Let’s look at the resulting data sets when you apply those filters to compare them:
## # A tibble: 24 × 1
## wt
## <dbl>
## 1 1.19
## 2 1.31
## 3 1.57
## 4 1.62
## 5 1.45
## 6 1.70
## 7 1.72
## 8 2.39
## 9 2.47
## 10 2.43
## # ℹ 14 more rows
The resulting table does not include any cars that weigh between
1.4613636 and 1.5636364. But if you use
data %>% filter(wt > 1.4613636 | wt < 1.5636364)
…
## # A tibble: 29 × 1
## wt
## <dbl>
## 1 1.19
## 2 1.31
## 3 1.46
## 4 1.56
## 5 1.57
## 6 1.62
## 7 1.45
## 8 1.56
## 9 1.56
## 10 1.70
## # ℹ 19 more rows
… cars that weigh between 1.4613636 and 1.5636364 are still included!
But why?
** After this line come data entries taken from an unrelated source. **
PR #630, opened 2022-11-03
Add Tree Stump Preset and update ATM icon

### LINKED ISSUE #588: Add a preset for `natural=tree_stump`
### OSM Tag(s)

natural=tree_stump

As a Preset

### Label

Tree Stump

### Aliases

_No response_

### Terms

cut tree, removed tree

### Link to OSM Wiki page

https://wiki.openstreetmap.org/wiki/Tag:natural=tree_stump

### Status of the Tag

De Facto

### Usage of the tag

4 153

### Replaces other Tag?

_No response_

### Regional Tag?

_No response_

### Further Information

_No response_

### LINKED ISSUE #626: Use diffrent icons for `amenity=atm` and `amenity=bank`
Currently both presets use the same icon which makes them indistinguishable unless you click on both of them. It would be nice if they had different icons like it's done in OSM-carto.

image
image

arch0345:
* Adds a preset for [`natural=tree_stump`](https://wiki.openstreetmap.org/wiki/Tag:natural=tree_stump) (closes #588)
* Use a more specific icon for the ATM preset (closes #626)

### DIFF
--- a/data/fields/end_date.json
+++ b/data/fields/end_date.json
@@ -1,9 +1,0 @@
-{
-    "key": "end_date",
-    "type": "text",
-    "label": "End Date",
-    "placeholder": "YYYY-MM-DD",
-    "terms": [
-        "removed"
-    ]
-}
--- a/data/fields/end_date.json
+++ b/data/fields/end_date.json
@@ -1,0 +1,9 @@
+{
+    "key": "end_date",
+    "type": "text",
+    "label": "End Date",
+    "placeholder": "YYYY-MM-DD",
+    "terms": [
+        "removed"
+    ]
+}
--- a/data/presets/amenity/atm.json
+++ b/data/presets/amenity/atm.json
@@ -1,5 +1,5 @@
 {
-    "icon": "maki-bank",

The filter()
function always keeps cases based on the
criteria that you provide.
In plain English, my solution code says the following: Take my dataset “data” and keep only those cases where the weight variable wt is less than 1.4613636 OR larger than 1.5636364. Put differently, the solution code says: Delete all cases that are greater than 1.4613636 but are also less than 1.5636364.
The wrong code, on the other hand, says: Take my dataset “data” and keep only those cases where the weight variable wt is greater than 1.4613636 OR smaller than 1.5636364. This is ALL the data because all your cases will be greater than 1.4613636 OR smaller than 1.5636364. You are not excluding any cars.